From the figure, J is the centroid. Hence, the lines DH, FE and CG are medians.
Therefore, we can apply the 2/3 rule, that is, the centroid is 2/3 of the way from the vertex to the opposite midpoint.
In other words, we can write
[tex]JE=\frac{2}{3}FE[/tex]
since, we know that FE=FJ+JE, we have
[tex]JE=\frac{2}{3}(FJ+JE)[/tex]
and, from this equation we can find JE since FJ=15:
[tex]JE=\frac{2}{3}(15+JE)[/tex]
The, we obtain
[tex]\begin{gathered} JE=\frac{2}{3}(15)+\frac{2}{3}JE \\ JE-\frac{2}{3}JE=\frac{2}{3}(3\cdot5) \\ \end{gathered}[/tex]
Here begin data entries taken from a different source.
PR #956, opened 2021-04-15
fix: session get bind signature

### LINKED ISSUE #953: Possible issue on session get_bind

dpgaspar:
The `SignallingSession` `get_bind` is being called without any parameters, this is probably due to the new SQLAlchemy proxied mechanism for registering scoped sessions 

```
(None, None, None, None, False) {}
```

This is a simple fix that just uses the exact method signature from SQLAlchemy for get_bind of the current session

- fixes #953

Checklist:

### DIFF
--- a/flask_sqlalchemy/__init__.py
+++ b/flask_sqlalchemy/__init__.py
@@ -184,7 +184,12 @@ class SignallingSession(SessionBase):
             bind=bind, binds=binds, **options
         )
 
-    def get_bind(self, mapper=None, clause=None):
+    def get_bind(
+        self,
+        mapper=None,
+        *args,
+        **kwargs,
+    ):
         """Return the engine or connection for a given model or
         table, using the ``__bind_key__`` if it is set.
         """
@@ -202,7 +207,11 @@ class SignallingSession(SessionBase):
             if bind_key is not None:
                 state = get_state(self.app)
                 return state.db.get_engine(self.app, bind=bind_key)
-        return SessionBase.get_bind(self, mapper, clause)
+        return SessionBase.get_bind(
+            mapper,
+            *args,
+            **kwargs,
+        )
 
 
 class _SessionSignalEvents(object):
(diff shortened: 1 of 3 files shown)


flask_sqlalchemy/__init__.py
```diff
@@ -202,7 +209,13 @@ def get_bind(self, mapper=None, clause=None):
             if bind_key is not None:
                 state = get_state(self.app)
                 return state.db.get_engine(self.app, bind=bind_key)
-        return SessionBase.get_bind(self, mapper, clause)
+        return super().get_bind(
```
ThiefMaster, line 212: 2.x still supports python 2, so the super shorthand won't work

dpgaspar: got it!

ashb (changes requested):
We're going to have to use the `*args` approach mentioned https://github.com/pallets/flask-sqlalchemy/pull/955/files#r614057569 as SQLA 1.3 only has 2 args.

(That, or update the dep on SQLAlchemy to >=1.4)

Edit: Daniel gave me access to his fork, and I've made this change there

dpgaspar:
Going to close this, since SQLAlchemy is fixed and flask-sqlalchemy master looks good now. Decided to wait for 2.X

PR #957, opened 2021-04-16
Update __init__.py

SixK:
Fix CoburnJoe fix for NullPool and apply same fix for StaticPool too
- fixes #804


davidism:
I don't understand what this is fixing. The issue you've referred to does not seem related. Be sure to follow the pull request template when opening a pull request, including describing in detail what the fix is.

davidism:
This appears to be https://github.com/CoburnJoe/flask-sqlalchemy/commit/3db800eb5f6dea0f28abc6394e424974914d3e7a, but sets you as the author instead of Joe. Given that he was writing this and indicated there was more he needed to consider, I don't think this PR should be merged.

PR #982, opened 2021-06-04
add mypy to the build and some typing

fuhrysteve:
Since we're dropping support for old versions of python (pre-3.6) I thought it might be appropriate to include some typing in the 3.x series, along with mypy in the build to check typing where appropriate.


davidism:
Thanks for working on this. However, after my experience adding typing to the Pallets libraries, I am only confident in myself adding typing in one go, rather than others adding it bit by bit. Nothing against your work here, just don't feel comfortable merging it.

PR #985, opened 2021-07-21
Update models.rst

arihant2math:
Add part about how to insert records when there are one to many models in the db.


davidism:
Thanks, but I don't want to add more "how to use sqlalchemy" docs, that's already covered in sqlalchemy's docs.

PR #1003, opened 2021-09-23
fix: MetaMixin* accept kwargs

### LINKED ISSUE #1002: Metaclasses do not accept additional keyword arguments
Currently, the metaclass mixins provided by flask-sqlalchemy do not accept additional keyword arguments. Due to that, it breaks compatibility to the `__init_subclass_` hook.

The bug was present in SQLAlchemy, and was fixed in [#5357](https://github.com/sqlalchemy/sqlalchemy/issues/5357), refer to [documentation](https://docs.python.org/3/reference/datamodel.html#creating-the-class-object) about the canonical inclusion of `kwargs`.

~~~python
from sqlalchemy import Column, Integer

db = SQLAlchemy()


class Mixin:
    def __init_subclass__(cls, *, default=None, **kwargs):
        super().__init_subclass__(**kwargs)

        cls.default = default


class Model(db.Model, Mixin, default=2):
    id = Column(Integer, primary_key=True)
~~~

The execution of the snippet will result in:

~~~
  File "[omitted]", line 14, in <module>
    class Model(db.Model, Mixin, default=2):
TypeError: __init__() got an unexpected keyword argument 'default'
~~~

The instantiation of the class should not fail, and `default` should be propagated to the `__init_subclass__` hook.

Environment:

- Python version: 3.9.7
- SQLAlchemy version: 1.4.23

indietyp:
The Metaclass Mixin classes now accept and propagate additional keywords provided.

The name `**kw` has been chosen to stay consistent with [SQLAlchemy](https://github.com/sqlalchemy/sqlalchemy/blob/master/lib/sqlalchemy/orm/decl_api.py#L56).

- fixes #1002

Checklist:

- [ ] Run `pytest` and `tox`, no tests failed.

### DIFF
--- a/CHANGES.rst
+++ b/CHANGES.rst
@@ -22,6 +22,7 @@ Unreleased
 -   Deprecate ``SQLALCHEMY_COMMIT_ON_TEARDOWN`` as it can cause various
     design issues that are difficult to debug. Call
     ``db.session.commit()`` directly instead. :issue:`216`
+-   Support ``__init_subclass__()`` hooks in models :issue:`1002`
 
 
 Version 2.5.1
--- a/src/flask_sqlalchemy/model.py
+++ b/src/flask_sqlalchemy/model.py
@@ -48,11 +48,11 @@ def camel_to_snake_case(name):
 
 
 class NameMetaMixin(type):
-    def __init__(cls, name, bases, d):
+    def __init__(cls, name, bases, d, **kw):
         if should_set_tablename(cls):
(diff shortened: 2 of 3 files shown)


indietyp:
The current problem is that tox fails on old versions of SQLAlchemy, where the fix wasn't introduced yet, but that is more an issue with SQLAlchemy, not with the implementation.

davidism:
Fixed in #1087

in which we moved (2/3)JE to the left hand side and we wrote 15 as 3*5. Now, it reads
[tex]\begin{gathered} \frac{3}{3}JE-\frac{2}{3}JE=2\cdot5 \\ \frac{1}{3}JE=10 \\ JE=3\cdot10 \\ JE=30 \end{gathered}[/tex]
Therefore, JE=EJ=30.